[[ AVAILABLE DATA, beginning ]]

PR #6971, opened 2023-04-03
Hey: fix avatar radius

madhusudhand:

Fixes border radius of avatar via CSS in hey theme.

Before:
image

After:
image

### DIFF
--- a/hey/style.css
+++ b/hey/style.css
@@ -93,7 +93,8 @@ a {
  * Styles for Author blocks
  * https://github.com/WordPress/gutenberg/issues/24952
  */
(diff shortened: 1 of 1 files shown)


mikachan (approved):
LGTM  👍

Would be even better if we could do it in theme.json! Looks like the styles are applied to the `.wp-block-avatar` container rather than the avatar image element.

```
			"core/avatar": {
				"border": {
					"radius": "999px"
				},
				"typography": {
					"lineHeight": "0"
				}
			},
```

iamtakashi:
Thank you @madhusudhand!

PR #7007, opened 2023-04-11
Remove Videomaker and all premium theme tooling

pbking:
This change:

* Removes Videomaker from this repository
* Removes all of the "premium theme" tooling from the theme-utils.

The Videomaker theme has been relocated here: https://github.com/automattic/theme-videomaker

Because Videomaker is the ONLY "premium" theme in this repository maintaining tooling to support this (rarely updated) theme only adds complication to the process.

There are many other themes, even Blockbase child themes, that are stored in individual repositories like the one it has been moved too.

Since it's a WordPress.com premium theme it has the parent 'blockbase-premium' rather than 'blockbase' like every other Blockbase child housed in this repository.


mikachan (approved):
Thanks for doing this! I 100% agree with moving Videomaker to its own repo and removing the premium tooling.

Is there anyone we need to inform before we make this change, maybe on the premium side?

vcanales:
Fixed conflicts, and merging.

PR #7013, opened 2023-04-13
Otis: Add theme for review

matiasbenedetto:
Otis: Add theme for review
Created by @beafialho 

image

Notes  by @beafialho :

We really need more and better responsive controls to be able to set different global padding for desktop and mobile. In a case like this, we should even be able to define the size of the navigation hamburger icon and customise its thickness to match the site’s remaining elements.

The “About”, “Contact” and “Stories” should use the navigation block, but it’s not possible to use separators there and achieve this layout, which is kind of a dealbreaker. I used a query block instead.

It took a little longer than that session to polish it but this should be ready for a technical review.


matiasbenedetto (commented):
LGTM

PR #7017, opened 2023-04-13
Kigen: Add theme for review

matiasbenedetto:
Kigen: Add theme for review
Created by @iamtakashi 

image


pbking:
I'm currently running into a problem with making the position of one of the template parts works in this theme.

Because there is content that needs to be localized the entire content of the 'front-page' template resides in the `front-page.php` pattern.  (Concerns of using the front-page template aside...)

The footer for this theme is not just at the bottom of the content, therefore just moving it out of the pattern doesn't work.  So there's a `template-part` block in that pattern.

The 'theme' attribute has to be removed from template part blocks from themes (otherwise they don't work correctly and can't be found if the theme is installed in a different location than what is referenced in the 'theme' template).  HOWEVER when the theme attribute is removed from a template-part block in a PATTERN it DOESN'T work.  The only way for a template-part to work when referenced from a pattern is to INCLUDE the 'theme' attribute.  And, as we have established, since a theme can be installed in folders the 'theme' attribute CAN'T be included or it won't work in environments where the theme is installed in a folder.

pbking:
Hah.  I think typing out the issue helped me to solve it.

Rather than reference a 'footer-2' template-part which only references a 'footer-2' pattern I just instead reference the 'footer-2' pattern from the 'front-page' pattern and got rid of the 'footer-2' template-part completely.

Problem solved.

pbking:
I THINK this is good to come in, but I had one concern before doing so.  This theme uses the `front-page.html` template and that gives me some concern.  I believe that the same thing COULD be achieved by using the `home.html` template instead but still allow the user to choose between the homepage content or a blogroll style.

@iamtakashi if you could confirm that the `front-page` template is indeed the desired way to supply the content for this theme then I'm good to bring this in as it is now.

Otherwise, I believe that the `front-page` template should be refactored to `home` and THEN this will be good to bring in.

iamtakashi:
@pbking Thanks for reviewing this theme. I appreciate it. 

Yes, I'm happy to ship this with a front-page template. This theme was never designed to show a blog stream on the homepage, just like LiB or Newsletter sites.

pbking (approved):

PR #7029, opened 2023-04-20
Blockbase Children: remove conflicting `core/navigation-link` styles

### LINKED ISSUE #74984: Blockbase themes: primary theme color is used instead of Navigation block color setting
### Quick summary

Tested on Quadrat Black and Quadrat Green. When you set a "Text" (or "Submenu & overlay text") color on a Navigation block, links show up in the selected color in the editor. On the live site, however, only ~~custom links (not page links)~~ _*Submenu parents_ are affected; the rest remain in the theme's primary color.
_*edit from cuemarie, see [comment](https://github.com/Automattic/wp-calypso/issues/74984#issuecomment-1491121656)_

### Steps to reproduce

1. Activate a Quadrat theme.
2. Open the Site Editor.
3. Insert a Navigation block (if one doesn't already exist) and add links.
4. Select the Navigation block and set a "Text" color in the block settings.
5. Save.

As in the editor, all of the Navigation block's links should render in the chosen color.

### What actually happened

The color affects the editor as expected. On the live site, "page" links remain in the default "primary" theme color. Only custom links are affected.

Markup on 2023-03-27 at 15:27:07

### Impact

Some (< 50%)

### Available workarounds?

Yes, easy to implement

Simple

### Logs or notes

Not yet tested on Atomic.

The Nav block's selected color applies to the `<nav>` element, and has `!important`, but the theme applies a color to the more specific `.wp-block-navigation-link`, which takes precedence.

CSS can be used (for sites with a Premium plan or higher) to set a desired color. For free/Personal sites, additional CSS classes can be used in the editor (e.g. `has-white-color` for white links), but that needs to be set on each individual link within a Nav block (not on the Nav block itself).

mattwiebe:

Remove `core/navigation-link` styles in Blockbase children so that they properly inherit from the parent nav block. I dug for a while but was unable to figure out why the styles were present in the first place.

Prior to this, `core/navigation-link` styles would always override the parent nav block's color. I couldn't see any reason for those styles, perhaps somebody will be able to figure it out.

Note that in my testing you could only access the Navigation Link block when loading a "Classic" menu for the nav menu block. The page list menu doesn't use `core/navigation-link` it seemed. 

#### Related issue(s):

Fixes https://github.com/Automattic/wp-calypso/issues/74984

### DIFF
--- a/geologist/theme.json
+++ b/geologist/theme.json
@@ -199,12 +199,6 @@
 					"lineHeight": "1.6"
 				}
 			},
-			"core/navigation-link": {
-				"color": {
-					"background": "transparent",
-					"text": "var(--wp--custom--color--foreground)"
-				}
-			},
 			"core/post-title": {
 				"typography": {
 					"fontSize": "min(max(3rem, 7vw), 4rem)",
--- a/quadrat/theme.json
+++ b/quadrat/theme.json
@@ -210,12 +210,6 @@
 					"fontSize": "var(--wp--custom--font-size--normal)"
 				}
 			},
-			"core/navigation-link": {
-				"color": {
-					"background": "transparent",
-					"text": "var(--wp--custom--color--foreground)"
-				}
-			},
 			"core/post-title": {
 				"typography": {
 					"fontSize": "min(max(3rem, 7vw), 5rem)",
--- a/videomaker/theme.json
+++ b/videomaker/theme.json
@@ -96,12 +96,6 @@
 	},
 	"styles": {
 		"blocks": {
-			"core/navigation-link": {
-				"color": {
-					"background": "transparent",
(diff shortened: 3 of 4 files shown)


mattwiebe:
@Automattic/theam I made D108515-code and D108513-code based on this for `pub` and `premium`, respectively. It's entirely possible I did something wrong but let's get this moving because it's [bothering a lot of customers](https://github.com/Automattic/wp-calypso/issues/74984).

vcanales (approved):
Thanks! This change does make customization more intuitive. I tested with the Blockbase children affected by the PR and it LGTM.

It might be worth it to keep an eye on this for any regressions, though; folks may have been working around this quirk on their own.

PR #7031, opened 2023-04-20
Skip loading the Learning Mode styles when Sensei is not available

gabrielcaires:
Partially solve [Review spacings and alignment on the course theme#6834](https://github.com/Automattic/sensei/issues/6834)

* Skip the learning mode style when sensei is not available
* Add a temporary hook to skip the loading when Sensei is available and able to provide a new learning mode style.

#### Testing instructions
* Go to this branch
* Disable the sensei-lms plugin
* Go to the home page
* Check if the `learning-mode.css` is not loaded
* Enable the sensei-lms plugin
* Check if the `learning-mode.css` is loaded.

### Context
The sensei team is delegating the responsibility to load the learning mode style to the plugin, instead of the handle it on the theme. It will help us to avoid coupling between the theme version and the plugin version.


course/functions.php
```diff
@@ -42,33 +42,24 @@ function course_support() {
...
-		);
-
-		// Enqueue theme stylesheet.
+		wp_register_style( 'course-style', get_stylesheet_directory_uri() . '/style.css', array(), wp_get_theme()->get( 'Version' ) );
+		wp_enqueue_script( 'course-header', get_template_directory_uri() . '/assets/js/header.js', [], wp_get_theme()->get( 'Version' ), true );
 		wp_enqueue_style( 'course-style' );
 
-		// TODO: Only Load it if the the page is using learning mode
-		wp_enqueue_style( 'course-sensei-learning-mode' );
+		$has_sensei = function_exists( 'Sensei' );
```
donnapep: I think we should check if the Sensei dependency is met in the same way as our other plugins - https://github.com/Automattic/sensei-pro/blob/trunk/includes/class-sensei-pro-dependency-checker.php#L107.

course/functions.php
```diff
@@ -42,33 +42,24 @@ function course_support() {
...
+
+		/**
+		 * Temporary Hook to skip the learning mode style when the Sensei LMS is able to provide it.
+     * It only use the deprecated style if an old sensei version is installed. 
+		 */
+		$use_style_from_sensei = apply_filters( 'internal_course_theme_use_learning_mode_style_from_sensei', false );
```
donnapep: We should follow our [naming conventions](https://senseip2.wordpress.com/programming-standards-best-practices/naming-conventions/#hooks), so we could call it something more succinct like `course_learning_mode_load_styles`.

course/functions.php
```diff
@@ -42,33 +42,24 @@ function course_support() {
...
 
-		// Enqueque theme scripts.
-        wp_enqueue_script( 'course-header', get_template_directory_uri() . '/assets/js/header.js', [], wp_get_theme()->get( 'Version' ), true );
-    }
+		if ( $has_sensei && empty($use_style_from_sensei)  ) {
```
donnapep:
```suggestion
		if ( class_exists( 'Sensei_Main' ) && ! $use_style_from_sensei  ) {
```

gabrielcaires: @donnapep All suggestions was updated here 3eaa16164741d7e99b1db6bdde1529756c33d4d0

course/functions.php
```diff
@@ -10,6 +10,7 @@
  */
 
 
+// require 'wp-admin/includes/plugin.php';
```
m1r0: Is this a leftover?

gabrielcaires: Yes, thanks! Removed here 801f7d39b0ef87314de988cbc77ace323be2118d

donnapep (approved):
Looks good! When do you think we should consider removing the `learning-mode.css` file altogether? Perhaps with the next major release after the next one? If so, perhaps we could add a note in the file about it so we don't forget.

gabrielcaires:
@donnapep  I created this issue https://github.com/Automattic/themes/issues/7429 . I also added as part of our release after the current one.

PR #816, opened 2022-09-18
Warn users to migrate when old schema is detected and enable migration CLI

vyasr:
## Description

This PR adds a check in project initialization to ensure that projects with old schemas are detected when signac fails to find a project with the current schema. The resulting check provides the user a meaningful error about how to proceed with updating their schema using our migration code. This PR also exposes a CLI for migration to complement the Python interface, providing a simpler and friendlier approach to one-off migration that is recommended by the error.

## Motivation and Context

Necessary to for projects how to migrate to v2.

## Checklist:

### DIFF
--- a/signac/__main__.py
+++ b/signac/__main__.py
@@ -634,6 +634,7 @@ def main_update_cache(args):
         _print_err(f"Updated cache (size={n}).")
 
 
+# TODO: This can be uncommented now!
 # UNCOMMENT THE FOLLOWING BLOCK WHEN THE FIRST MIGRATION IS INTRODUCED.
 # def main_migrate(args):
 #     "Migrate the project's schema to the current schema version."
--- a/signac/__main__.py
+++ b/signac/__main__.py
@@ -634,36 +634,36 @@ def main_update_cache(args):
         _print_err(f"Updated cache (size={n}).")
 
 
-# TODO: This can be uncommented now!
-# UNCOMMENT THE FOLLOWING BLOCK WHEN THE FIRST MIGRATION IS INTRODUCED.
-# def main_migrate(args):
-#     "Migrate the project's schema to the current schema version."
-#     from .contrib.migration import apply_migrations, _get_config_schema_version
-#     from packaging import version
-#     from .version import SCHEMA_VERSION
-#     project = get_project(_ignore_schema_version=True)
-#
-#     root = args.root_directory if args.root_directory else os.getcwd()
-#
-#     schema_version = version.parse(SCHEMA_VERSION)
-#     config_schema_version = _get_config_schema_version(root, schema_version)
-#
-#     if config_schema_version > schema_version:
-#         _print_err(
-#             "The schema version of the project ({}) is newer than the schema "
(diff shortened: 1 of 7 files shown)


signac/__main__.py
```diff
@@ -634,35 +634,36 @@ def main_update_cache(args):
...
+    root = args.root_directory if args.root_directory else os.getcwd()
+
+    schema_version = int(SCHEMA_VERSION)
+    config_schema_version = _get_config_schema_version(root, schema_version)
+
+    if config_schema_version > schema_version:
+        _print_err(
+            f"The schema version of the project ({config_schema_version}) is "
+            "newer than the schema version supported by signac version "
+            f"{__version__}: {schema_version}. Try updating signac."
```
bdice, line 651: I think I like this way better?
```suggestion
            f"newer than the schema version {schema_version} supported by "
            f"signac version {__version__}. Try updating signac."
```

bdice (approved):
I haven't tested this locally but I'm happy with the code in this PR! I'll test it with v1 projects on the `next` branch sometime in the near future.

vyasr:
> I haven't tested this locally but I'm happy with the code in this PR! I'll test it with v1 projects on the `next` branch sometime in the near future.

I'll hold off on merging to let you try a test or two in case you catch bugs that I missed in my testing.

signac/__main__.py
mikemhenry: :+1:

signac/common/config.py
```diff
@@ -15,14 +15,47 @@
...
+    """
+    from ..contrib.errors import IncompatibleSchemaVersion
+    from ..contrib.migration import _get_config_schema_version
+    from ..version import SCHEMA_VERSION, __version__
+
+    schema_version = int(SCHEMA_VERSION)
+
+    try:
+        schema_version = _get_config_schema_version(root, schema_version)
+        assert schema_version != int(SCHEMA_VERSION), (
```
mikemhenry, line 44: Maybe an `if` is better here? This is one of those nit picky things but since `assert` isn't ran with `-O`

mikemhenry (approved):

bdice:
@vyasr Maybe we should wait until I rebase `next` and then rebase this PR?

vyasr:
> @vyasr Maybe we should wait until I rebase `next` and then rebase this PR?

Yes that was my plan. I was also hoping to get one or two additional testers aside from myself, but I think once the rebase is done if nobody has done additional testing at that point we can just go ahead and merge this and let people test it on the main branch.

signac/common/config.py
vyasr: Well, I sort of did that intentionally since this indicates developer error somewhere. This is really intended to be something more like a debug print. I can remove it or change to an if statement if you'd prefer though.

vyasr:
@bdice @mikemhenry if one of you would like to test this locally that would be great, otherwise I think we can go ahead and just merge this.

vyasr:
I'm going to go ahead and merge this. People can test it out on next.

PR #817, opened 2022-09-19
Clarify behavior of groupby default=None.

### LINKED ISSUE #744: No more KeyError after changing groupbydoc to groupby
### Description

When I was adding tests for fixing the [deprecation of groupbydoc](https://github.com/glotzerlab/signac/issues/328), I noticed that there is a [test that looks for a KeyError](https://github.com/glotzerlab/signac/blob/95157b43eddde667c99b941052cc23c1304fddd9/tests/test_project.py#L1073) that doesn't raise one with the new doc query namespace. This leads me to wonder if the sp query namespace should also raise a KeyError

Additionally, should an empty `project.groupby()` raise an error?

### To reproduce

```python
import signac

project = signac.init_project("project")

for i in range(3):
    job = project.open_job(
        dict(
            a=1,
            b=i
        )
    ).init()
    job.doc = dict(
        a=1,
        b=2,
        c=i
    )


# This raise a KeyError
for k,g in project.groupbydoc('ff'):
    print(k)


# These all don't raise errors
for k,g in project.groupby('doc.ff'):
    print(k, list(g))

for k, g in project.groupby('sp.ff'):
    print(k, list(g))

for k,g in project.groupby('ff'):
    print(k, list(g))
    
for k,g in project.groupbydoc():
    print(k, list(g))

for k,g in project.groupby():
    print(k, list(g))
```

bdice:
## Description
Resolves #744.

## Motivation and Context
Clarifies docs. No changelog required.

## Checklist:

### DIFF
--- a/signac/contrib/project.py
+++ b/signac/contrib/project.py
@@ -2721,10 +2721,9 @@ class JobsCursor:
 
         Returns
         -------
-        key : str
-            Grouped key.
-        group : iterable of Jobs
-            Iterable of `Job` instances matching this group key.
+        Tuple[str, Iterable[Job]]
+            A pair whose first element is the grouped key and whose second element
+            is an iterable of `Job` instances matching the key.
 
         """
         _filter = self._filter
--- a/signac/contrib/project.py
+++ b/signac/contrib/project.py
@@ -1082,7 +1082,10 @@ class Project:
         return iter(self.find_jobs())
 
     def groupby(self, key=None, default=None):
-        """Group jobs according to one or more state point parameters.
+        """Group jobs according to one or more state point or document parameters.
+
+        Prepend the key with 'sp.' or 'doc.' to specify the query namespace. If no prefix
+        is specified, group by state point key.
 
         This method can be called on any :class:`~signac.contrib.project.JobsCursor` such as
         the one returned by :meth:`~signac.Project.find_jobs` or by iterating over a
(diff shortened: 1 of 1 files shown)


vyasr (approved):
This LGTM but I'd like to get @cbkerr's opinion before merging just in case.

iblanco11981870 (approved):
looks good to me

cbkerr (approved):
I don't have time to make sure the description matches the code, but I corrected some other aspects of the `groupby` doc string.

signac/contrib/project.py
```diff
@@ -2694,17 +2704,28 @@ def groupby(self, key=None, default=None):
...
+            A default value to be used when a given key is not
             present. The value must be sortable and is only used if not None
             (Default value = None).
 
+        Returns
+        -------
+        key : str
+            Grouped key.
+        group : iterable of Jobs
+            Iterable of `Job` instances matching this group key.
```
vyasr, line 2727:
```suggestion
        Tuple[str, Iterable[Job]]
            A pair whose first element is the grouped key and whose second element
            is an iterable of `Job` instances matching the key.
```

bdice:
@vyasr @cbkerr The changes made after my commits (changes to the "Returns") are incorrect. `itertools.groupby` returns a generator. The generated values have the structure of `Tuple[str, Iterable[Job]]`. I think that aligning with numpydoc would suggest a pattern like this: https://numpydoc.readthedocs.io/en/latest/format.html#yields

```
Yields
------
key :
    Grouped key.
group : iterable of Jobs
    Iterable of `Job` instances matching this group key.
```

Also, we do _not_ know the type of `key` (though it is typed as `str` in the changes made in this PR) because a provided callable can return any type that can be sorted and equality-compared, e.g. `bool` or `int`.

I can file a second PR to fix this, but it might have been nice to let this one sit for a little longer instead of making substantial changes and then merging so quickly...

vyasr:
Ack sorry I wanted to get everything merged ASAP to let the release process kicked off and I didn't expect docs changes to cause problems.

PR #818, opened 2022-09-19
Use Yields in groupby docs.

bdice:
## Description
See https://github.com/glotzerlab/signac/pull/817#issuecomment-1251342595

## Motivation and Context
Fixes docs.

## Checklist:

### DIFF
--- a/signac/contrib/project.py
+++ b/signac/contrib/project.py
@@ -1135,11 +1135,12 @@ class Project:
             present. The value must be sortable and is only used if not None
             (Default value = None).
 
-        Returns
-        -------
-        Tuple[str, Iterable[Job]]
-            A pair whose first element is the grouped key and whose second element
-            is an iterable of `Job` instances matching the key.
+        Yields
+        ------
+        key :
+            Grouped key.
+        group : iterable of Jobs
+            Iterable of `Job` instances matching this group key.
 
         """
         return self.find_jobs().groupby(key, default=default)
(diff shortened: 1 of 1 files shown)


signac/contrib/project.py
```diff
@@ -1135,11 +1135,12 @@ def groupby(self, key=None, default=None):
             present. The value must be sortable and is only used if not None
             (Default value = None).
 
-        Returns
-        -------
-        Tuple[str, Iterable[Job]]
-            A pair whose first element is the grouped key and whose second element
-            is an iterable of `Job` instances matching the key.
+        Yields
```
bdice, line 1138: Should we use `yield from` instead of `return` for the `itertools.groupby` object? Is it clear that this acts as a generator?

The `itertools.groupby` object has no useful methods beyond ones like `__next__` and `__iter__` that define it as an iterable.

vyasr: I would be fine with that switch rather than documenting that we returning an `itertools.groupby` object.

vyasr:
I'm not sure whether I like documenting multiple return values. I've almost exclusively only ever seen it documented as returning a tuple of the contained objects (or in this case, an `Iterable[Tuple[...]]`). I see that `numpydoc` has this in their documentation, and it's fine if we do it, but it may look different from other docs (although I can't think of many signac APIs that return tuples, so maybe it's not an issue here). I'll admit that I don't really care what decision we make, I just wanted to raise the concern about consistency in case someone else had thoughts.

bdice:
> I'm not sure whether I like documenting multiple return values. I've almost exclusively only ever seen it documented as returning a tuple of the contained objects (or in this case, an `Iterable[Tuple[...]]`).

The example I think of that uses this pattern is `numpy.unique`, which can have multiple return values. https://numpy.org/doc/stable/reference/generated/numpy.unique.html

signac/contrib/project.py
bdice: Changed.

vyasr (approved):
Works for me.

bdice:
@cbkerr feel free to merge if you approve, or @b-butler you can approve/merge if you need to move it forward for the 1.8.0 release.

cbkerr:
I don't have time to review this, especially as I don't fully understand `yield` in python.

[[ AVAILABLE DATA, end ]]

• EXERCISE DETAILS: Using the records above, say how many lines include the string "avatar". Only the number is wanted.

• REPLY TO THE EXERCISE: 4